On Wednesday, indirect negotiations between Tehran and Washington to save a 2015 nuclear agreement ended in Qatar, reportedly without making any headway. Iran questioned the American commitment, and Washington urged Tehran to scale back its expectations.

However, the difficulties of the negotiations have not deterred Iran, two Iranian officials and a lawmaker told Reuters, adding that the country’s establishment of hardliners was committed to pursuing diplomacy.

If a settlement could be reached, the sanctions constricting Iran’s economy would be lifted, allowing oil exports to rise from the present level of fewer than one million barrels per day (bpd) to the estimated 2.8 million bpd that were transported before the sanctions were reinstated.

According to the officials and lawmakers, a war in a region where geopolitical changes could result in a U.S.-led alliance unfriendly to Tehran would be the worst possible outcome for Iran.

Tehran has been prodded to continue diplomatic efforts as concerns over normalization agreements between Israel and several of its erstwhile Arab adversaries, known as the Abraham Accords, have grown.

A high-ranking Iranian official with close ties to the country’s leaders said, “The region is changing, alliances are changing. Israel is normalizing ties with Arab countries, and Americans support all these developments.”

“These are serious threats that need to be thwarted. Our enemies are praying to God for the end of the nuclear talks. But it will not happen,” the official said.

Iran agreed to hold the talks in Doha, the capital of Qatar, to continue the dialogue almost two weeks before U.S. President Joe Biden’s visit to Israel and Saudi Arabia.

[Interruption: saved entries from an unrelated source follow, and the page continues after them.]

PR #2669, opened 2025-12-04
feat(git): Add git commands

theofidry:
This PR adds a bunch of commands essentially exposing our Git API to the CLI.

The intent here is to somewhat ease debugging in some scenarios. You may get away with a `var_dump();die;` statement sometimes, but it is sometimes not possible (e.g. when using the PHAR).

Now, one there is one big concerns here which is maintainability: do we want to main them. It's not that much code, neither is it critical by any means. But maybe we don't want to have that around. Personally I would like more such utility commands for various debugging purposes, but maybe you do not.

### DIFF
--- a/src/Command/Git/GitBaseReferenceCommand.php
+++ b/src/Command/Git/GitBaseReferenceCommand.php
@@ -35,15 +35,10 @@ declare(strict_types=1);
 
 namespace Infection\Command\Git;
 
-use function array_fill_keys;
 use Infection\Command\BaseCommand;
 use Infection\Command\Git\Option\BaseOption;
 use Infection\Console\IO;
-use Psr\Log\LoggerInterface;
-use Psr\Log\LogLevel;
 use function sprintf;
-use Symfony\Component\Console\Logger\ConsoleLogger;
-use Symfony\Component\Console\Output\OutputInterface;
 
 /**
  * @internal
@@ -66,7 +61,7 @@ final class GitBaseReferenceCommand extends BaseCommand
 
     protected function executeCommand(IO $io): bool
     {
-        $logger = self::createLogger($io->getOutput());
+        $logger = LoggerFactory::create($io->getOutput());
         $base = BaseOption::get($io);
 
         $git = $this->getApplication()->getContainer()->getGit();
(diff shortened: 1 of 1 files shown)


theofidry:
@maks-rafalko thoughts?

maks-rafalko:
it's hard to comment here as I feel like I never had a need in such commands in Infection context

what are the use cases?

theofidry:
I guess mostly debugging without having to resort to `var_dump()` calls, which are also more annoying to pull off when using a PHAR.

Not a common scenario for sure though.

src/Source/Collector/GitDiffSourceCollector.php
```diff
@@ -95,7 +95,7 @@ private static function convertToPlainFilter(
         return PlainFilter::tryToCreate(
             $git->getChangedFileRelativePaths(
                 $sourceFilter->value,
-                $sourceFilter->base,
+                $sourceFilter->reference,
```
theofidry: to extract

src/Git/Git.php
```diff
@@ -125,7 +125,7 @@ public function getChangedLinesRangesByFileRelativePaths(
     ): array;
 
     /**
-     * Find as good common ancestors as possible for a merge and falls back to the given base otherwise.
+     * Find as good common ancestors as possible with HEAD for a merge and falls back to the given base otherwise.
```
theofidry, line 128: to extract

src/Configuration/SourceFilter/GitDiffFilter.php
```diff
@@ -43,12 +43,12 @@
...
     /**
-     * @param non-empty-string $value
-     * @param non-empty-string $base
+     * @param non-empty-string $value E.g. 'AMD'
+     * @param non-empty-string $reference The best common ancestor git reference when possible.
      */
     public function __construct(
         public string $value,
-        public string $base,
+        public string $reference,
```
theofidry: to extract

src/Command/ListSourcesCommand.php
```diff
@@ -59,7 +59,7 @@ public function __construct()
     protected function configure(): void
     {
         ConfigurationOption::addOption($this);
-        FilterOptions::addOption($this);
+        SourceFilterOptions::addOption($this);
```
theofidry, line 62: to extract

theofidry:
I'd like to try.

If it turns out they are too problematic or too annoying to maintain we can always remove them in the future, they are not really core of the user-experience so I doubt it will be an issue.

PR #2684, opened 2025-12-09
feat: Make PlainFilter null if contains no values

theofidry:
Transform `PlainFilter::create()` to `::tryToCreate()`. This allows us to harden the type of `PlainFilter#values` to be a non-empty array.

Side note: "tryCreate" would be more idiomatic in C#/.net, Java or JS, but I don't find that omitting the "to" brings that much clarity and makes the code less expressive IMO.

### DIFF
--- a/src/FileSystem/SourceFileCollector.php
+++ b/src/FileSystem/SourceFileCollector.php
@@ -69,7 +69,7 @@ class SourceFileCollector
         private readonly array $excludedFilesOrDirectories,
         private readonly ?PlainFilter $filter,
     ) {
-        $this->filtered = count($this->filter->values ?? []) !== 0;
+        $this->filtered = $this->filter !== null;
     }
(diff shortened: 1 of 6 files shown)


src/FileSystem/SourceFileCollector.php
```diff
@@ -170,10 +170,9 @@ private function createFinder(): Finder
     private function filter(Iterator $iterator): Iterator
     {
         // TODO: could use Finder::setFilter() instead!
-        if ($this->isFiltered()) {
+        if ($this->filter !== null) {
```
theofidry, line 173: note that here the previous code is fine. I prefer this form however as PHPStan understands it better, removing the need of the `@phpstan-ignore` bellow

theofidry:
Thanks for the quick review @sanmai 😄

PR #2688, opened 2025-12-10
refactor: Allow to pass a SourceFilter to the Configuration

theofidry:
In the future we will be able to pass the `GitDiffFilter` directly instead of converting it to a `PlainFilter`.


theofidry:
Hmm looks like this can't be extracted.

The talks were intended to find a diplomatic solution to the stalemate.

“The Doha meeting’s message to countries in the Persian Gulf was simple: unlike what Israel claims, Iran believes in diplomacy as a solution for all issues, from nuclear to regional and beyond,” another Iranian official said.

Diplomats promised that there would be more “talks for talks” after the Doha negotiations failed.